I was just wondering what is the best thing to keep mice in as doing some research and is it true they can chew through plastic?


----------



## bosshogg (Nov 19, 2006)

yup true unless you get proper lab cages where they is no edges and made out of very tough plastic and your only having a few i would say the pet shop mice cages or something similar to a rub I personally use lab cages but I have around 100 mice


----------



## nuttybabez (Jul 21, 2007)

I kept mice previously and had them all in either fish tanks with home made mesh lids or in the plastic fish tank thingys. Can't remember the name of them but people use them for spiders and stick insects aswell...


----------



## freekygeeky (May 25, 2007)

Dog Kennels, Rabbit Hutches, Dog Cages, Dog Houses, Fish Tanks | Reptile Vivariums & Terrariums | Pet Shop.

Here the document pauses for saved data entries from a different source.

PR #2651, opened 2026-08-18
docs: fix stale paths, flags, env vars and metric names

yueming-yuan:
Audit of `docs/` against `main`. This PR only fixes claims that are **wrong** — commands that fail as written, symbols that no longer exist, and values that disagree with the code. Coverage gaps (flags that exist but are undocumented) are deliberately left out; see the follow-ups at the bottom.

## Commands that fail as written

| Page | Was | Now |
|---|---|---|
| `models/glm/glm4-5`, `models/glm/glm4-7-flash` | `python3 scripts/model_args.py <type>` | `python3 miles/utils/external_utils/model_args_utils.py <type>` — `scripts/model_args.py` does not exist; the other 17 conversion snippets already use the right path |
| `user-guide/cli-reference` | `on_policy_distillation` listed as an `--advantage-estimator` value | removed. `arguments.py:1422` has no such choice, and its own help says OPD is enabled *on top of any estimator* via `--use-opd` |
| `ci/02-docker-build`, `developer/versions` | `--variant rocm-mi300` / `rocm-mi350` | `rocm700-mi30x` / `rocm700-mi35x` / `rocm720-mi35x` — the real keys in `docker/build.py` and the `variant` choice list in `docker-build.yml`. `rocm700-mi35x` was missing from both tables |
| `models/thinkingmachines/inkling` §5.5 | `--optimizer-state-nvme-dir`, `--optimizer-state-nvme-chunk-mb` | neither flag exists. `scripts/run_inkling.py` passes `--offload-train-target disk --offload-train-disk-dir` when colocated and `--stream-optimizer-state-to-disk --offload-train-disk-dir --offload-train-disk-chunk-mb 256` under `--fully-async`. Also split the grad-reduce line, which is `--grad-reduce-in-bf16` vs `--accumulate-allreduce-grads-in-fp32` on the same condition |
| `cli-reference`, `training-backend`, `argument-groups`, `models/kimi/kimi-k2` | `--sglang-enable-ep-moe`, `--sglang-enable-deepep`, `--sglang-enable-deepep-moe`, `--sglang-enable-overlap-schedule` | all four are gone from the pinned sglang `ServerArgs`. Replaced with what the recipes actually pass: `--sglang-ep-size` (75 uses), `--sglang-moe-a2a-backend` (15), `--sglang-moe-runner-backend` (40), `--sglang-deepep-mode` (13) |
| `examples/infra_features/train_infer_mismatch_helper/README.md` | `--tis-mode` / `--tis-level` / `--tis-*-bound` / `--tis-batch-normalize` / `--rs-*` documented as CLI flags, plus a `--use-rollout-correction` flag | none of those are CLI flags. They are keys in `mis.yaml`, reached through `--custom-config-path` + `--custom-tis-function-path`; the only CLI toggles are `--use-tis` and `--use-rollout-logprobs`. `--use-rollout-correction` does not exist anywhere in the repo and was the header of an algorithm table |

## Symbols and paths that do not exist

- **`miles/ray/rollout.py`** is a package now. `advanced/fault-tolerance` (4×), `advanced/pd-disaggregation` and `examples/geo3k_vlm/README.md` now point at `rollout_manager.py`, `rollout_server.py`, `server_group.py` and `train_data_conversion.py` respectively. While there, `fault-tolerance` now also mentions that the rollout paths need `rollout` in `--ft-components`, not just `--use-fault-tolerance`.
- **`MILES_HACK_TRAIN_TORCH_DETERMINISTIC`** (`models/deepseek/deepseek-v4-flash`) does not exist. `scripts/run_deepseek_v4.py` sets five env vars unconditionally (`SGLANG_SKIP_CHECKPOINT_LOAD_CHECK`, `SGLANG_DSV4_FP4_EXPERTS`, `SGLANG_HEALTH_CHECK_TIMEOUT`, `SGLANG_DG_CACHE_DIR_PER_PROCESS`, `SGLANG_OPT_FP8_WO_A_GEMM`) and three more only under `--train-deterministic` (`NCCL_ALGO`, `NVTE_ALLOW_NONDETERMINISTIC_ALGO`, `CUBLAS_WORKSPACE_CONFIG`). The V4-Pro page got the same five.
- **`with_transformers_patch()` / `miles/utils/transformers_patch.py`** are both gone; the `deepseek_ref` → `deepseek_v4` handling is an in-place `config.json` rewrite in the launcher.
- **`eval/skipped_unhealthy`, `eval/skipped_pin_violation`** have no emitter. The built-in reasons are `busy`, `export_failed`, `ckpt_missing`, `crashed`, plus whatever a `CheckpointEvalFn` passes to `EvalSkip(reason)`.
- **The `mis_*` / `mismatch_*` metric names** in the rollout-correction example match nothing in `mis.py`. Replaced with the names actually emitted: `tis_weight_before_bound`, `tis_truncate_fraction`, `tis_clip_fraction_low|high`, `tis_mask_fraction_low|high`, `rs_mask_fraction_low|high`, `rs_catastrophic_token_fraction`, `rs_catastrophic_seq_fraction`, `is_ratio_mean_after_tis_rs`, `batch_norm_factor`, `is_ratio_{mean,min,max}_final`, and the unprefixed `training_log_ppl` / `rollout_log_ppl` / `kl` / `k3_kl` / `log_ppl_diff` / `ppl_ratio` / `chi2_token` / `chi2_seq`.
- **`miles/utils/wandb_utils.py`** → `miles/utils/tracking_utils/wandb_utils.py`.

## Wrong values and premises

- **`--update-weight-buffer-size` defaults to 512 MB**, not 1 GB (`arguments.py:773` is `512 * 1024**2`).
- **`user-guide/argument-groups` opened with "Miles launch scripts are bash arrays."** `scripts/` holds 34 Python launchers and zero `.sh` files, and the page contradicted `user-guide/launch-script`, which already describes the Python layout correctly. Rewritten around the `<group>_args` locals the launchers actually build, with the previously-missing `misc_args` group (35 launchers use it) documented and the architecture flags explained as coming from `scripts/models/<megatron_model_type>.py` via `execute_train`. The `<a id>` anchors are unchanged, so incoming links still resolve; `concepts`, `training-backend`, `user-guide/index`, `developer/contributor-guide` and `models/kimi/kimi-k2.5` were updated to the same names.
- **`developer/architecture`** sent new reward types to `miles/rollout/sglang_rollout.py`; the `rm_type` dispatch lives in `miles/rollout/rm_hub/__init__.py`, and `rm_hub/` was missing from the package tree.
- **`--rm-type` enumerations** (`cli-reference`, `customization`) omitted `gemma_math` — which `scripts/run_gemma_4_*.py` and `models/gemma/gemma-4` both use, so readers would take it for an invalid value — plus `deterministic_random` and the `boxed_` prefix modifier. `--rm-type` is also a free `str`, not an enum.
- **The canonical CI label list** (`ci/01-label`) listed 15 of the 19 entries in `KNOWN_LABELS`, omitting `eval`, `fully-async`, `miles-plugin` and `amd`. `ci/00-stage` already tells readers how `run-ci-amd` behaves.

## Verification

- `pre-commit run --all-files` clean (includes the examples→docs mirror check).
- `python scripts/tools/sync_example_docs.py --check` clean; the two generated pages were regenerated from their READMEs rather than edited directly.
- Re-ran the audit passes on the result: 0 broken internal links, 0 missing images, 0 nonexistent repo paths outside the pages that deliberately document unmerged PRs (`kimi-k3` → #1825, `qwen3-8` → #2488), 0 `--sglang-*` flags absent from the pinned `ServerArgs`.

## Deliberately not in this PR

Coverage and consistency work, worth separate PRs:

- `cli-reference` says it lists *every* Miles flag; it covers 91 of 344, and 133 registered flags appear nowhere in the docs — including all of MLflow (`--use-mlflow` + 4), TensorBoard (`--use-tensorboard` + 2) and Prometheus (`--prometheus-port` + 1). `user-guide/monitoring` documents only wandb as a result.
- `customization` says it lists *every* hook; six `load_function` hooks are missing (`--custom-async-data-buffer-path`, `--custom-update-weight-post-write-path`, `--generate-{execute-tool-function,tool-specs}-path`, `--session-sample-{picker,postprocessor}-path`).
- Ascend NPU has `docker/npu_patch/`, `scripts/run_qwen3_4b_npu.py` and `execute_train_npu()`, but no page mentions it; `index` and `installation` list only NVIDIA and AMD, and disagree on `MI350` vs `MI350X`.
- 24 links across 17 pages still point at the removed `/advanced/architecture-support` and survive only on the `docs.json` redirect, with link text that no longer names the destination.
- Several model and advanced pages still illustrate flags with uppercase `SGLANG_ARGS=(...)` shell blocks, a leftover of the same bash-array framing this PR removed from `argument-groups`.
- `low-precision` writes `GroupLinear` / `GroupGEMM` where `int4-qat` writes TE `GroupedLinear`; a stray empty `## TODO` section in `examples/infra_features/low_precision/README.md`; an unrendered `{/* FIGURE PLACEHOLDER */}` in `launch-script`; and five British spellings.

### DIFF
--- a/docs/user-guide/fully-async.md
+++ b/docs/user-guide/fully-async.md
@@ -326,9 +326,8 @@ Every skipped point is logged at the step it would have landed on, with the reas
 | `eval/skipped_busy` | At `--eval-max-in-flight` under `--eval-overflow-policy skip` |
 | `eval/skipped_export_failed` | The snapshot export raised |
 | `eval/skipped_ckpt_missing` | No `.complete` marker in the snapshot directory |
-| `eval/skipped_unhealthy` | The fleet or its router was unreachable |
-| `eval/skipped_pin_violation` | The engines did not all report the expected weight version |
 | `eval/skipped_crashed` | Anything else the eval raised |
+| `eval/skipped_<reason>` | A `CheckpointEvalFn` raised `EvalSkip(reason)` |
 
 For a point that did run, `eval/{dataset}/weight_version/mean == eval/step` and
 `eval/{dataset}/weight_version/mixed_version_ratio == 0` together confirm it measured
--- a/examples/infra_features/train_infer_mismatch_helper/README.md
+++ b/examples/infra_features/train_infer_mismatch_helper/README.md
@@ -92,13 +92,15 @@ Advantages:
 
 ## APIs of Algorithms
 
-You may choose from above algorithms by specifying arguments below:
+You may choose from above algorithms with the two command-line flags below. They are the
+only CLI flags this feature adds; everything in **Configs and Recommended Settings** is a
+key in the YAML file you pass to `--custom-config-path`.
 
 `--use-rollout-logprobs`: True if only use `rollout_log_probs` to compute the loss, bypassing old_log_probs calculated by training engine;
 
-`--use-rollout-correction`: True if apply importance sampling/rejection sampling to loss.
+`--use-tis`: True if apply importance sampling/rejection sampling to loss.
 
-| `use_rollout_logprobs` | `use_rollout_correction` | Algorithm | Policies |Compute old_log_probs | Batch Invariant | Recommended TIS Mode |
+| `use_rollout_logprobs` | `use_tis` | Algorithm | Policies |Compute old_log_probs | Batch Invariant | Recommended TIS Mode |
 |-----------------|-------------|-----------|--------------|---------------|-----------------|----------------------|
 | False | False | Standard PPO (Algorithm 0) | 2 ($\pi_\theta$, $\pi_{\textcolor{blue}{\text{old}}}$)|Yes | No | N/A |
 | True | False | Bypassing PPO (Algorithm 3) | 2 ($\pi_\theta$, $\pi_{\textcolor{red}{\text{SGLang}}}$) |🚀 Skipped | No | N/A |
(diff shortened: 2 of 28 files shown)


nblintao:
@claude review

nblintao (approved):
My agent found 2 mistakes that seems reasonable to me. But I don't have full context. Could you check if it makes sense?

docs/user-guide/fully-async.md
```diff
@@ -326,9 +326,8 @@ Every skipped point is logged at the step it would have landed on, with the reas
 | `eval/skipped_busy` | At `--eval-max-in-flight` under `--eval-overflow-policy skip` |
 | `eval/skipped_export_failed` | The snapshot export raised |
 | `eval/skipped_ckpt_missing` | No `.complete` marker in the snapshot directory |
-| `eval/skipped_unhealthy` | The fleet or its router was unreachable |
-| `eval/skipped_pin_violation` | The engines did not all report the expected weight version |
```
nblintao, line 330: These two do have emitters — `eval_fleet.py` raises `EvalSkip("unhealthy")` / `EvalSkip("pin_violation")` and `metrics.py` logs `eval/skipped_{reason}`, so the literal names never show up in a grep. I'd keep both rows and add the generic one on top.

examples/infra_features/train_infer_mismatch_helper/README.md
```diff
@@ -178,40 +191,44 @@ When rollout log probabilities are available, MILES automatically tracks compreh
...
+| `tis_weight_after_bound` | IS weights after the `tis_mode` bounding | `use_tis` |
+| `tis_truncate_fraction` | Fraction of weights truncated | `tis_mode: truncate` |
+| `tis_clip_fraction_low` / `tis_clip_fraction_high` | Fraction of weights clipped below / above the bound | `tis_mode: clip` |
+| `tis_mask_fraction_low` / `tis_mask_fraction_high` | Fraction of tokens rejected below / above the bound | `tis_mode: mask` |
+| `rs_mask_fraction_low` / `rs_mask_fraction_high` | Fraction of tokens rejected by rejection sampling | `use_rs` |
+| `rs_catastrophic_token_fraction` | Fraction of catastrophic tokens (below the veto threshold) | `rs_veto_threshold` set |
+| `rs_catastrophic_seq_fraction` | Fraction of sequences holding a catastrophic token | `rs_veto_threshold` set |
+| `is_ratio_mean_after_tis_rs` | Mean IS weight after both TIS and RS | `use_tis` |
+| `batch_norm_factor` | Batch normalization factor applied to weights (1.0 when off) | `use_tis` |
+| `is_ratio_mean_final` / `is_ratio_min_final` / `is_ratio_max_final` | Final IS weight statistics actually multiplied into the loss | `use_tis` |
```
nblintao: These still need the `mis_` prefix: both `compute_mis_weights_with_cp` and `compute_mis_weights_fsdp` end with `result_metrics[f"mis_{key}"]`, so wandb shows `train/mis_tis_truncate_fraction`, `train/mis_is_ratio_mean_final`, etc. Same for the PPL table above. Note `batch_norm_factor` was already correct as `mis_batch_norm_factor` before this PR.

savic onesthats what i use.
mine are green on the bottom, see through on top. i get a wheel and a bowl and a house for free with it, and a water bowl. it also has an upper plastic level, with stairs going up to it. 

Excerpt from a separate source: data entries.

PR #2665, opened 2026-08-19
test(lora): cover multi-adapter training on AMD

Arist12:
Part of #2705.

## Problem

The disaggregated Multi-LoRA path lacks an AMD E2E covering trained adapters with independent lifetimes and checkpoint export.

## Change

Add a manually run eight-GPU Qwen3-4B test with two adapters on unequal step schedules. It asserts the exact TP2 native shard set, finite PEFT artifacts, nonzero trained LoRA-B factors, and distinct adapter weights. Suite assignment remains a reviewer decision.

## Validation

8x MI350X: both adapters reached their configured final steps, produced nonzero/distinct weights, and wrote both checkpoint formats.


Arist12:
Closing: Multi-LoRA training is being re-factored and the code this test covers will be discarded. Removed from the #2705 tracker.

PR #2666, opened 2026-08-19
fix(inkling): support native LoRA on ROCm

Arist12:
Part of #2705.

## Problem

On ROCm, the Inkling launcher selects FA4 and enables multimodal serving for text-only runs, while native LoRA assumes the public `grouped_mm` alias exists. These choices block the existing Inkling-Small LoRA E2E.

## Change

Select SGLang Triton attention on ROCm while retaining FA4 on CUDA, enable multimodal serving only for multimodal ROCm tasks, and lazily fall back to `torch._grouped_mm`.

Dependencies: [SGLang #34702](https://github.com/sgl-project/sglang/pull/34702) and [SGLang #35501](https://github.com/sgl-project/sglang/pull/35501).

## Validation

4x MI350X combined stack: two rollouts and two publishes with `74/74` adapter tensors matching on every TP/EP rank.


Arist12:
Closing: dropping Inkling from the AMD LoRA RL scope for now. Removed from the #2705 tracker; can be reopened if Inkling on ROCm becomes a target again.

PR #2667, opened 2026-08-19
docs: fix LoRA E2E GPU requirement

Arist12:
## Problem

The Qwen2.5 LoRA E2E test docstring identifies 8 GPUs as a requirement, but the intended requirement is 4 GPUs.

## Change

Change the documented GPU requirement from 8 to 4.


Arist12:
@yushengsu-thu same quick fix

got them from scotstales (shelford)


----------



## freekygeeky (May 25, 2007)

this is the brand! and this is the one

*FERPLAST DUNA HAMSTER CAGE*


----------



## Amalthea (Oct 2, 2007)

I use converted RUBs... But indoor rabbit/guinea pig cages can be modified relatively easy for mice


----------



## ferretman (May 11, 2008)

I think I no what my crimbo moneys going on then :whistling2: is their any body local to my area who breeds mice is their. It took me ages to get my naked rats lol. Why its so difficult to find i dont no. My local petshop would order them in for me but id like some nice coloured ones not the normal petshop mice.


----------



## JuiceeLucy (Dec 21, 2008)

best thing to keep mice in? - snakes


----------



## Emmaj (Dec 3, 2007)

JuiceeLucy said:


> best thing to keep mice in? - snakes


 
some people do like to keep them as pets too :whistling2::bash:


----------



## Amalthea (Oct 2, 2007)

JuiceeLucy said:


> best thing to keep mice in? - snakes


I think comments like this one can be very hurtful! And it doesn't endear herp keepers to everybody else...


----------



## Rain (Oct 9, 2007)

JuiceeLucy said:


> best thing to keep mice in? - snakes


 I was going to say something similar, but decided not to.....

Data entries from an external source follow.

PR #2669, opened 2026-08-19
fix(lora): deduplicate native adapter checkpoints

### LINKED ISSUE #2668: [Bug] LoRA native checkpoints duplicate adapter shards across DP ranks
## Problem

`save_lora_checkpoint` writes `adapter_megatron_rank{global_rank}.pt` on every rank. Data-parallel replicas hold identical adapter weights, so they write redundant copies (for example, DP=4 with TP=PP=CP=1 writes four identical files).

## Expected

Write one native adapter shard per unique model-parallel shard and let DP replicas share it, while keeping checkpoint loading backward compatible.

Arist12:
Part of #2705.

## Problem

Single-LoRA checkpoints write one native adapter shard per global rank, so DP and CP replicas duplicate identical data. A writer-side save failure can also leave peer ranks entering later Bridge collectives.

## Reproduction on `main`

Both halves run on CPU with the gloo backend, so no GPU or vendor runtime is on the path.

4 gloo ranks at TP=PP=EP=ETP=1, DP=4 call `save_lora_checkpoint`:

```
4 native shard files, byte-identical adapter tensors, 75% of the bytes redundant
```

An 8-GPU run of `examples/lora/run-qwen3-4b-megatron-lora-result.sh` (no TP/PP, `--save-interval 50`) is DP=8, so it writes eight copies of one shard.

Saving at 4 ranks and resuming the same checkpoint at 8:

```
rank 0-3   load_lora_adapter -> True    adapter restored
rank 4-7   load_lora_adapter -> False   fresh random init
```

The shard name is keyed on the global rank, so half the DP replicas silently start from a different adapter. No crash, no error.

## Change

Write one native shard for each realized `(TP, PP, EP, ETP)` coordinate, retaining distinct EP shards and legacy load compatibility. Share native-save failures across ranks before PEFT export begins.

ETP is part of the shard identity because when `ETP > TP` two ranks share a TP rank while holding different expert slices. The `_etp` filename suffix is emitted only in that case: for `ETP <= TP` the ETP rank is a function of the TP rank, so every filename in use today is byte-identical.

## Validation

- 76 fast tests in `test_lora_utils.py` and `test_multi_lora_checkpoint_naming.py`, including shard naming and completeness under EP and ETP. Full `tests/fast/backends/megatron_utils` green apart from the two `TestUpdateWeightsZeroChunks` failures that reproduce on `main`.
- 4x MI350X: one `adapter_megatron_tp0_pp0.pt` shard with finite tensors
- EP4 full-model runs: four expert-distinct shards with replicated attention tensors

Fixes #2668

## Notes for reviewers

Land this first among the checkpoint PRs: it adds `lora_checkpoint.py`, and #2516 and #2580 each carry their own copy of the collective-failure helper it puts there. See #2705 for the ordering rationale.

### DIFF
--- a/miles/backends/megatron_utils/lora_checkpoint.py
+++ b/miles/backends/megatron_utils/lora_checkpoint.py
@@ -1,0 +1,54 @@
+from pathlib import Path
+
+import torch.distributed as dist
+
+from miles.backends.training_utils.parallel import get_parallel_state
+from miles.utils.distributed_utils import get_gloo_group
+
+_shard_topology: tuple[bool, tuple[tuple[int, int, int], ...]] | None = None
+
+
+def raise_if_any_rank_failed(local_error: Exception | None, operation: str) -> None:
+    message = None if local_error is None else f"{type(local_error).__name__}: {local_error}"
+    if dist.is_initialized():
+        group = get_gloo_group()
+        messages: list[str | None] = [None] * dist.get_world_size(group=group)
+        dist.all_gather_object(messages, message, group=group)
+        message = next((item for item in messages if item is not None), None)
+
+    if message is not None:
+        error = RuntimeError(f"{operation} failed on at least one rank: {message}")
+        if local_error is not None:
+            raise error from local_error
+        raise error
+
+
+def megatron_shard_name(tp_rank: int, pp_rank: int, ep_rank: int, ep_size: int) -> str:
+    name = f"adapter_megatron_tp{tp_rank}_pp{pp_rank}"
+    if ep_size > 1:
+        name += f"_ep{ep_rank}"
+    return name + ".pt"
+
+
+def adapter_shard_topology() -> tuple[bool, tuple[tuple[int, int, int], ...]]:
+    global _shard_topology
+    if _shard_topology is not None:
+        return _shard_topology
+
+    parallel_state = get_parallel_state()
+    coords = (parallel_state.tp.rank, parallel_state.pp.rank, parallel_state.ep.rank)
+    if not dist.is_initialized():
+        _shard_topology = (True, (coords,))
+        return _shard_topology
+
+    current_rank = dist.get_rank()
+    group = get_gloo_group()
+    gathered: list[object] = [None] * dist.get_world_size(group=group)
+    dist.all_gather_object(gathered, (coords, current_rank), group=group)
+    is_writer = current_rank == min(rank for entry_coords, rank in gathered if entry_coords == coords)
+    _shard_topology = (is_writer, tuple(sorted({entry_coords for entry_coords, _ in gathered})))
+    return _shard_topology
+
+
+def all_megatron_checkpoints_exist(step_dir: Path, shard_names) -> bool:
+    return all((step_dir / name).exists() for name in shard_names)
--- a/miles/backends/megatron_utils/lora_checkpoint.py
+++ b/miles/backends/megatron_utils/lora_checkpoint.py
@@ -1,0 +1,88 @@
+"""Naming and topology helpers shared by the single- and multi-LoRA checkpoint paths."""
+
+from pathlib import Path
+
+import torch.distributed as dist
+
+from miles.backends.training_utils.parallel import get_parallel_state
+from miles.utils.distributed_utils import get_gloo_group
+
+# Cached by adapter_shard_topology(); the topology is fixed for the run.
+_shard_topology: tuple[bool, tuple[tuple[int, int, int, int], ...]] | None = None
+
+
+def raise_if_any_rank_failed(local_error: Exception | None, operation: str) -> None:
+    """Raise on every rank when any rank reports ``local_error``, so failures stay collective."""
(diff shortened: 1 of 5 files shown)


jhinpan (commented):
I reviewed the current head (`c2cac7eecb8a083e2252bf5a4d5e62ea60453f0d`) and ran distributed topology probes on AMD Instinct MI355X GPUs.

**Blocker — `(TP, PP, EP)` is not always a unique adapter-shard identity.**

With four ranks configured as TP1 / PP1 / EP2 / ETP2, Megatron produced these distinct coordinates and tensor values:

- rank 0: `(tp=0, pp=0, ep=0, etp=0)`, value 0
- rank 1: `(tp=0, pp=0, ep=0, etp=1)`, value 1
- rank 2: `(tp=0, pp=0, ep=1, etp=0)`, value 10
- rank 3: `(tp=0, pp=0, ep=1, etp=1)`, value 11

`adapter_shard_topology()` selected only ranks 0 and 2 as writers and produced two files containing values 0 and 10. The ETP-distinct values 1 and 11 were silently discarded. Names and shapes still match on load, so #2733 cannot detect this corruption.

The invariant should be that every deduplicated coordinate contains byte-identical adapter tensors. Either include ETP in shard identity/naming when it is independent, or reject any realized topology where one `(tp, pp, ep)` maps to multiple ETP ranks.

**Legacy loading is accepted when the code itself says it is invalid.**

The TP/PP fallback is loaded unconditionally under `ep_size > 1`, despite warning that it is only valid when `EP <= TP`. For example, TP1 / EP4 can make all EP ranks read the same shard. Require an unambiguous realized mapping and a global all-rank existence decision; otherwise reject the legacy layout.

**Rank-local filesystem failures are not fully coordinated or atomic.**

`save_path.mkdir()` runs before the first barrier/error consensus, and `_save_native_adapter_checkpoint` writes directly to the final filename. A rank-local mkdir failure can strand peers at the barrier; interruption during `torch.save` leaves an existing but truncated shard. Coordinate directory creation, write a unique temporary file, then atomically replace the final shard only after successful serialization.

jhinpan (commented):
Follow-up review on the unchanged head (`c2cac7eecb8a083e2252bf5a4d5e62ea60453f0d`): this is distinct from the first review's ambiguous legacy-fallback finding.

**Existing but topology-incompatible native shards silently become a fresh adapter.**

`_native_adapter_shard_path` uses the current run's EP size. A checkpoint written with EP4 contains files such as `adapter_megatron_tp0_pp0_ep0.pt`, while an EP1 resume searches for `adapter_megatron_tp0_pp0.pt`. The global-rank legacy file is absent, and the TP/PP legacy branch is skipped because the current `ep_size` is 1. The loader therefore returns `False, None`; `checkpoint.py` only warns and continues with freshly initialized adapter weights.

EP narrowing cannot be solved by choosing another filename because expert slices would need a defined merge. The correct result is a hard incompatibility error, not silent training from a new adapter.

After the normal selection ladder is exhausted, check whether the directory contains any `adapter_megatron*.pt` shards. If it does, report that native checkpoint data exists but no complete compatible layout can be selected. A shard manifest/completion marker would make this decision unambiguous and also distinguish an interrupted save from a directory that was never a native checkpoint.

Arist12:
Thanks — the ETP point was a genuine bug and is fixed; the rest I'd rather keep out of this PR, with reasoning below.

**Adopted — ETP is part of the shard identity.** With `expert_tensor_parallel_size != tensor_model_parallel_size`, two ranks that share `(tp, pp, ep)` hold different expert shards, so naming by `(tp, pp, ep)` alone made them overwrite each other. `megatron_shard_name` now takes all four coordinates and `adapter_shard_topology` gathers 4-tuples.

Reviewing that change surfaced a second instance of the same mistake: the global writer (the rank that promotes the temp directory) was still elected on `(tp, pp, ep) == (0, 0, 0)`, so at `etp_size > tp_size` two ranks both qualified and raced on `shutil.rmtree(final_dir)` / `os.replace(...)`. Now elected on all four coordinates.

**Deferred — the legacy `tp/pp` filename fallback under `ep_size > 1`.** Correct that the fallback can match a file that a differently-sharded run wrote. It is pre-existing behaviour and removing it breaks resume from every checkpoint written before this PR, so it wants its own change with a migration note rather than being folded into the dedup fix.

**Deferred — mkdir / atomic-write coordination and the EP-narrowing silent fresh start.** Both are real, both are the same class of problem as the load-ladder consensus: the fix is to route the whole save/load ladder through `lora_checkpoint.raise_if_any_rank_failed` and agree on the topology before touching the filesystem. This PR adds that helper and the topology query; using them everywhere is the follow-up that #2733 and #2516 also point at. Keeping this one to "one writer per shard" so the dedup is reviewable on its own.

**Deferred — `_tmp_step_{iteration}` reuse.** Pre-existing; a rerun at the same iteration reuses a stale temp directory. Unrelated to writer election.

Validation: `tests/fast/backends/megatron_utils` — 268 passed, plus the two `TestUpdateWeightsZeroChunks` failures that reproduce on `main`. pre-commit clean.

We keep ours in perfect glass tanks. We had some 12-15 odd tanks from our old pet gerbils (now all except 2 since passed on) so we had them knocking around already. Great bits of kit, though the mesh is a little prone to falling out of the runners (glue fixes this)


----------



## Mrs dirtydozen (Sep 5, 2008)

freekygeeky said:


> this is the brand! and this is the one
> 
> *FERPLAST DUNA HAMSTER CAGE*


yer i use these they are great, i have never had mice chew throught them but my spiny mice did but luckly found them poping there heads throught probably deciding when to escape lol, u can also get the same design but i think the make is zoo zone iv got a few of these but all different makes


----------



## feorag (Jul 31, 2007)

JuiceeLucy said:


> best thing to keep mice in? - snakes


For heaven's sake - grow up! 

These inane comments are so overused - the joke is long gone!


----------



## Emmaj (Dec 3, 2007)

Mrs dirtydozen said:


> yer i use these they are great, i have never had mice chew throught them but my spiny mice did but luckly found them poping there heads throught probably deciding when to escape lol, u can also get the same design but i think the make is zoo zone iv got a few of these but all different makes


 
LOL jen dont ever let the spineys escape they cause alot of damage and are impossible to catch 

I learnt that the hard way LOLOL 

and they were kept in a glass tank too i think mine were houdinis lol :lol2:


----------



## Mrs dirtydozen (Sep 5, 2008)

Emmaj said:


> LOL jen dont ever let the spineys escape they cause alot of damage and are impossible to catch
> 
> I learnt that the hard way LOLOL
> 
> and they were kept in a glass tank too i think mine were houdinis lol :lol2:


yer they are in the 4foot glass tank now upstairs that i put my dormice in to begin with, mine are really friendly as soon as i lift the lid up to feed em they jump up to me then jump back in 2 get there food, brilliant to watch

got quite a few now they breed like rabbits


----------